In other words, whilst there are plenty of good initiatives going on right now by classical music venues – and heaven knows there need to be, given the desperate state of music education in UK schools – change is slow. Some things, around access and diversity, still need a lot of fixing. (Also can we just take a moment to remember that Othello was still being blacked up at the Met in 2013?) And part of that fixing, actually, is to acknowledge that there’s still work to be done. Polarised positions help no one. Classical music is not an entirely closed shop – it’s trying very hard, in many places, not to be a closed shop. It’s also not a utopian dream of free tickets and everyone from every walk of life having a lovely time. Some of it is about conspicuous consumption (look at the history of opera, for heaven’s sake – little wonder). If we can’t see and acknowledge the flaws of our own beloved things, we don’t stand a chance of fixing them to share with others. We have to make the effort, even if it’s hard, even if we’re a bit rubbish at it to start with, if that’s what we really want to do. It reminds me of a line from a musical – Adam Gwon’s Ordinary Days – and a song in which a couple go off to do things they’ve never done before. One of them is cookery classes. She’s brilliant, and he’s not. ‘So he can’t cook,’ she says, as he makes a hash of it. ‘But honey, look,’ he replies – ‘I’m trying.’
Thank you for producing an article more thoughtful than many knee-jerk reactions to this piece. It does, however, raise some questions about Guardian’s intent: it was written anonymously, instantly recognisable as “clickbait” and dishonest in that having such a polarised view it did not admit authorship (instead hiding behind the editorial board). I would be cautious of what we in political circles refer to as “whataboutery”: much “popular” musics rarely if ever get called out for exclusionary pricing, or indeed having “unpresentative” audiences. It is only classical performance that gets called out for this, and I suspect on the grounds that classical performance and education is subsidised to a far greater level than popular forms, which generates much of the resentment against the format.

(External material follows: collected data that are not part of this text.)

Issue #5174, opened 2025-03-18
callbacks


hanspagel:
Let’s add callbacks:

**Specification**

https://github.com/OAI/OpenAPI-Specification/blob/main/versions/3.1.1.md#callback-object

**Example**

https://learn.openapis.org/examples/v3.0/callback-example.html

Krasav4k1:
Hi @hanspagel 
Do you have any ETA when Callback feature will be done, I see that you've added already the code example of Callback into `planet schema` but it still doesn't render, do you have any roadmap of releasing callback UI?

Krasav4k1:
@hanspagel do you have any updates on this?

LenKlose:
+1

hanspagel:
Wait! We added callbacks just recently :)

https://galaxy.scalar.com/#tag/planets/post/planets

<img width="524" height="216" alt="Image" src="https://github.com/user-attachments/assets/f1892031-d5ff-4dbc-93f2-1c207526ccd8" />

PR #5185, opened 2025-03-19
feat(galaxy): more of everything

hanspagel:
I got side tracked, and did a bigger update to Scalar Galaxy.

* added more data to the planet schema
* split the user schema in user and credentials again (cosmetic change)
* fixed the invalid examples for the image upload
* added a callback (see #5174, not rendered yet)
* add an externalDocs link (not rendered yet)
* added some missing responses

new minor version

### DIFF
--- a/.changeset/brown-elephants-burn.md
+++ b/.changeset/brown-elephants-burn.md
@@ -1,0 +1,5 @@
+---
+'@scalar/galaxy': minor
+---
+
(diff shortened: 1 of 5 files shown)


amritk (approved):
Sweet! Would be nice if we can get one of everything in it eventually, maybe we can ask claude nicely

PR #5186, opened 2025-03-19
fix(openapi-parser): Swagger 2.0 `basePath` is ignored when there’s no `host`

### LINKED ISSUE #5126: base url is missing
### What happens?

I have following docs, but in the client, it will not include the base path, unless I specify schema and server. but the server url is different base on the deployment. it would be spend too much time manually change the api is generated with `swag` or updated it with command.
```json
{
    "swagger": "2.0",
    "info": {
        "description": "This is the backend API for the project",
        "title": "Backend API",
        "contact": {},
        "version": "1.0"
    },
    "basePath": "/api"
// content omit here.
}
```

I found a similar issue #2806 but it is kind of different for my case

It should include the base path after the url.

### OpenAPI Document

_No response_

hanspagel:
**Problem**

Currently, we just ditch the `basePath` of a Swagger 2.0 document when there’s no `host`. That’s so wrong.

**Solution**

We’re keeping the lovely `basePath` with this PR here, isn’t it wonderful?

Fixes #5126 

**Checklist**

### DIFF
--- a/.changeset/swift-mirrors-battle.md
+++ b/.changeset/swift-mirrors-battle.md
@@ -1,0 +1,5 @@
+---
+'@scalar/openapi-parser': patch
+---
+
+fix: swagger 2.0 basePath is ignored, if there’s no host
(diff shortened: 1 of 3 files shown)


amritk (approved):
Noice

PR #5190, opened 2025-03-19
fix(api-client): don’t send authorization header for public client

jwangnz:
AWS Cognito will return 400 when authorization header is provided.

**Problem**

When using scalar with AWS Cognito for public oauth2 client, we got 400 when exchanging the code.

**Solution**

With this PR, it won't send the Authorization header when it is a public client.

**Checklist**

### DIFF
--- a/packages/api-client/src/views/Request/libs/oauth2.ts
+++ b/packages/api-client/src/views/Request/libs/oauth2.ts
@@ -260,7 +260,9 @@ export const authorizeServers = async (
     }
 
     // Add client id + secret to headers
-    headers.Authorization = `Basic ${btoa(`${flow['x-scalar-client-id']}:${flow.clientSecret}`)}`
+    if (flow.clientSecret) {
+      headers.Authorization = `Basic ${btoa(`${flow['x-scalar-client-id']}:${flow.clientSecret}`)}`
+    }
 
     // Check if we should use the proxy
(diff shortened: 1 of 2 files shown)


packages/api-client/src/views/Request/libs/oauth2.ts
```diff
@@ -260,7 +260,9 @@ export const authorizeServers = async (
     }
 
     // Add client id + secret to headers
-    headers.Authorization = `Basic ${btoa(`${flow['x-scalar-client-id']}:${flow.clientSecret}`)}`
+    if (flow.clientSecret) {
```
amritk, line 263: should we check for clientId as well?

jwangnz: @amritk Thank you for the review. While I'm not familiar with this codebase, I discovered this fix works for my use case.

Regarding clientId: it appears this will always be present, as line 222 unconditionally sets client_id in formData from `flow['x-scalar-client-id']`. This contrasts with line 230, which checks if flow.clientSecret exists before adding it to formData. 

If my understanding is incorrect, please let me know and I'll happily update the condition.

amritk: oh sure sorry I didn't look at the rest of the file, guess I missed the context

amritk (approved):

PR #5194, opened 2025-03-19
fix(api-reference): reduce some jank on multi doc

amritk:
**Problem**

Currently, when switching spec's the window was jumping all over the place, this was due to some remaining global state we have.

Thank you, Laura. I take your point, of course – and I don’t think the Guardian piece was particularly clear or well-argued. But as you say, avoiding knee-jerk reactions is no bad thing. We have plenty of work to do. So do other forms of art, it’s true. But there’s no denying that, for example, a night at the Southbank followed by a night at the Young Vic will yield a considerably more diverse group, on and off the stage, in the second instance rather than the first…
Fair point – yes, the lack of diversity brings real issues.